Abstract
Introduction: Adult T-cell leukemia/lymphoma (ATLL) is a rare blood disorder associated with human T-cell leukemia virus type 1 (HTLV-1) infection. It is generally categorized into four subtypes: smoldering, chronic, lymphoma, and acute. Given the heterogeneity of these subtypes, there is a significant difference in outcomes. Robust and contemporary epidemiological data are lacking for this rare disorder. We present a retrospective cohort study of patients with ATLL, utilizing the National Cancer Database (NCDB) to better characterize the epidemiology and survival trends in the United States.
Methods: This is a retrospective cohort study using the NCDB to identify ATLL cases diagnosed from 2004-2020. Descriptive statistics summarized baseline characteristics, while chi-square tests assessed group differences. Overall survival (OS) was estimated using Kaplan-Meier analysis and compared using log-rank tests. Multivariable Cox proportional hazards models identified independent prognostic factors (p < 0.05 considered significant).
Results: A total of 635 patients were identified with ATLL, including 344 (54%) males and 291 (46%) females, with a median age at diagnosis of 59 years (range: 19-90). Most patients came from the Middle Atlantic (NY, NJ, PA) region (33%), followed by the South Atlantic (DC, DE, FL, GA, MD, NC, SC, VA, WV) region (20%) and the East North Central (IL, IN, MI, OH, WI) region (8%). Of the 635 patients, 335 (52%) were Black, 247 (39%) White, and 26 (4%) Asian. Sixty-five (10%) patients were of Hispanic origin. Over half of patients with ATLL (54%) had a median income below $46,000. International Prognostic Index (IPI) score was only available for 16 patients: three (19%) patients were in the high-risk group, 7 (43%) in the high-intermediate group, and 6 (37.5%) in the low-intermediate group. Treatment groups included 357 (56%) patients treated with chemotherapy and 29 (4.5%) who received radiation therapy. Thirty-three (5%) patients underwent hematopoietic stem cell transplant (HSCT), including 27 autologous and 16 allogeneic transplants.
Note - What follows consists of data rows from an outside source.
PR #569, opened 2020-03-20
Fixes a StackOverflowException in FixGenerics

TheXenocide:
I wanted to add some test cases and was trying to research a bit and make sure I was doing things right, but the basic premise is that I encountered the following type, which has a `1 but no generic type parameters specified:

``System.Collections.Generic.List`1[[Syncfusion.EJ2.Blazor.Data.Group`1, Syncfusion.EJ2.Blazor]]``

If that type implies what I think it does I don't really know how an instance of it would get into memory, but that's what I encountered. Just to confirm what I thought I ran the following script in LINQPad:

```csharp
void Main()
{
	typeof(GenNameTest).AssemblyQualifiedName.Dump();
	typeof(GenNameTest<>).AssemblyQualifiedName.Dump();
	typeof(GenNameTest<int>).AssemblyQualifiedName.Dump();
}

public class GenNameTest { }

public class GenNameTest<T> : GenNameTest { }
```

and I got the following output (all types in a LINQPad script are nested types in a generated "UserQuery" class):

```
UserQuery+GenNameTest, query_hkfjhr, Version=0.0.0.0, Culture=neutral, PublicKeyToken=null
UserQuery+GenNameTest`1, query_hkfjhr, Version=0.0.0.0, Culture=neutral, PublicKeyToken=null
UserQuery+GenNameTest`1[[System.Int32, mscorlib, Version=4.0.0.0, Culture=neutral, PublicKeyToken=b77a5c561934e089]], query_hkfjhr, Version=0.0.0.0, Culture=neutral, PublicKeyToken=null
```

I'm not sure how an instance would exist of a generic type definition as opposed to a generic type with type parameters specified, but that's what I perceive to be happening here. Maybe there are other conditions that translate to backticks in the naming system?

### DIFF
--- a/src/Microsoft.Diagnostics.Runtime/src/Builders/RuntimeBuilder.cs
+++ b/src/Microsoft.Diagnostics.Runtime/src/Builders/RuntimeBuilder.cs
@@ -1163,7 +1163,7 @@ namespace Microsoft.Diagnostics.Runtime.Builders
             while (i < len)
             {
                 if (name[i] == '`')
-                    while (i < len && name[i] != '[')
+                    while (i < len && name[i] != '[' && name[i] != ',')
                         i++;
 
                 if (name[i] == ',')


TheXenocide:
For reference, my current fix only prevent the overflow. Conceptually, I think it doesn't translate the name quite right. The output of that patched function is:

`System.Collections.Generic.List<Syncfusion.EJ2.Blazor.Data.Group>`

but if my suppositions are correct, I think it should probably be:

`System.Collections.Generic.List<Syncfusion.EJ2.Blazor.Data.Group<>>`

NextTurn:
> I'm not sure how an instance would exist of a generic type definition as opposed to a generic type with type parameters specified, but that's what I perceive to be happening here.

I wouldn't expect it's possible to create an instance of a non-instantiated generic type...

Unrelated: You didn't configure the commit author correctly. You're using a private email address. For more information, see [Setting your commit email address](https://help.github.com/github/setting-up-and-managing-your-github-user-account/setting-your-commit-email-address)

weltkante:
> I wouldn't expect it's possible to create an instance of a non-instantiated generic type...

Could it be that the type got optimized away? Desktop Framework used to merge class-based generics into a single implementation (i.e. `List<Control>` and `List<Form>` would use the same JIT compiled code) and depending on the context (e.g. if you just had the reference to a compiled method) you couldn't recover the type. Don't know how .NET Core does it and how it manifests in the type string.

>  I encountered the following type

I think the key question is _where_ did you encounter that type? `typeof(List<>)` is a valid type and you can do reflection to get MethodInfo and other properties off it, so I'd not rule out that somewhere the runtime has a representation of `List<>` you can come across via clrmd. Though if you found it as the type of a live object instance that would indeed be weird.

> my current fix only prevents the overflow. Conceptually, I think it doesn't translate the name quite right. The output of that patched function is

That has me worried, because it means when people will come across this kind of type they get false results (in particular dangerous because you can overload on number of generic parameters, so both `Syncfusion.EJ2.Blazor.Data.Group` and ``Syncfusion.EJ2.Blazor.Data.Group`1`` can exist)

I think if you fix the stack overflow but can't preserve the meaning of the type you should just throw some other exception rather than returning false results.

TheXenocide:
> You're using a private email address

I presume you mean from the Pull Request? My local commit log shows a non-github e-mail address. My license/cla requirement appears to be adequately met, but I suppose if that's required does that mean I'll need to close/resubmit the pull request (not that I'm sure this solution should be the accepted solution yet anyway).

> Could it be that the type got optimized away?

This has been known to happen in other ways so I suppose it's possible, though if it was combining types I would think it would still specify some type (e.g. `List<Control>`)? Just random speculation there and boy would that be misleadingly painful for some situations.

> I think the key question is _where_ did you encounter that type?

That type was the Name from a `ClrType` either on a `ClrObject` from `ClrHeap.EnumerateObjects` or it was from the `EnumerateTypes` extension method in the linked issue (`ClrModule.EnumerateTypeDefToMethodTableMap` -> `ClrRuntime.GetTypeByMethodTable`). It definitely wasn't obtained from a field or stack `Type` variable value, if that's what you're wondering.

> I think if you fix the stack overflow but can't preserve the meaning of the type you should just throw some other exception rather than returning false results.

If the memory dump heap is valid, should it ever be such that you can not enumerate it? Maybe this could be configurable, or a property can identify the certainty of the identification? I would think this could make the tool completely unusable on some dumps when it would still be useful, if not 100% accurate, which isn't always a guarantee of a managed dump anyway (e.g. GC Handles). Alternatively, names could be left in their non-friendly format, which would be accurate to how the runtime sees them, at least (not my favorite option, honestly, but another option with this would be a `TryGetCSharpName` or something like that).

weltkante:
>  does that mean I'll need to close/resubmit the pull request

You can fix it in your branch and do a force-push, the github PR infrastructure supports forced pushes

> though if it was combining types I would think it would still specify some type (e.g. List<Control>)?

Profilers show `List<__Canon>` or something along those lines (if I remember correctly), but I don't know who is responsible for that name. I certainly don't know how those names look in the runtime strings.

> [on the suggestion of throwing an exception instead of returning wrong data] ... I would think this could make the tool completely unusable on some dumps when it would still be useful, if not 100% accurate, which isn't always a guarantee of a managed dump anyway (e.g. GC Handles).

I do not agree, intentionally returning wrong data (by cutting off the arity of the type instead of understanding what it means) is not an option. Either
* get someone involved who understands what these types mean so it can be implemented correctly
* reliably throw or otherwise communicate that the program encountered data it did not understand
* don't try to process the data if you can't understand what it means

The problem I see is that you are introducing a bug in clrmd (dropping arity) which can cause users of the library to not notice at all that something is wrong.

The median survival time in the cohort was 9 months (95% CI 7.3-10.7). One-year OS rate in the cohort was 43%, while 2-year and 5-year OS rates were 31% and 23.5%, respectively. Patients over the age of 65 had a significantly shorter median OS than those under 65 (4 vs. 11 months, p=0.001) and were significantly less likely to undergo HSCT (p< 0.001). Black patients had significantly shorter median OS compared to White patients (7.8 months vs 13.3 months, p=0.014), despite similar treatment rates with chemotherapy and HSCT. Median OS appeared to improve over time, from 8 months in patients diagnosed between 2004-2009 to 10 months for those diagnosed between 2016-2020, although this was not statistically significant (p=0.145). Treatment with allogeneic HSCT was associated with significantly prolonged median survival, compared to those who did not receive transplant (50 months vs. 7 months, p<0.05). Additionally, receiving chemotherapy and/or radiation compared to not receiving treatment was also associated with significantly prolonged median survival (p<0.05).
Patients treated in the Middle Atlantic region had a median survival of 8.8 months, compared to 23.2 months in the West South Central (AR, LA, OK, TX) region (p< 0.001). Increased education and income levels were not significantly associated with improved survival. There were no significant differences in survival between males and females.
Conclusions: We provide contemporary estimates on the epidemiology of ATLL. Factors associated with improved prognosis included undergoing HSCT, radiation, or chemotherapy. We report that increased age and Black race are negative prognostic factors. Regional differences in incidence and survival persist in the US. Our study findings underscore the need for increasing access to treatment, including HSCT for those who are good candidates. Additionally, there remains work to be done to address racial disparities in the care of patients with ATLL.